- [WHAT THE TASK ASKS]: Nothing but the lines from the one containing "fix(storage): close the" through the end of the data should be output, each reproduced exactly.

- [THE DATA]:
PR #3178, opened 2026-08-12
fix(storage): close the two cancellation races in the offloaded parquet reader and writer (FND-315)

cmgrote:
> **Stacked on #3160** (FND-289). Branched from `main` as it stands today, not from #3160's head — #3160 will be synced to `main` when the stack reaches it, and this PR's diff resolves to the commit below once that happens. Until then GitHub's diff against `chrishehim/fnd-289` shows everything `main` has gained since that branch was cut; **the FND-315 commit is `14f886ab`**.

- [ANSWER FOR THIS EXERCISE]:
fix(storage): close the two cancellation races in the offloaded parquet reader and writer (FND-315)

cmgrote:
> **Stacked on #3160** (FND-289). Branched from `main` as it stands today, not from #3160's head — #3160 will be synced to `main` when the stack reaches it, and this PR's diff resolves to the commit below once that happens. Until then GitHub's diff against `chrishehim/fnd-289` shows everything `main` has gained since that branch was cut; **the FND-315 commit is `14f886ab`**.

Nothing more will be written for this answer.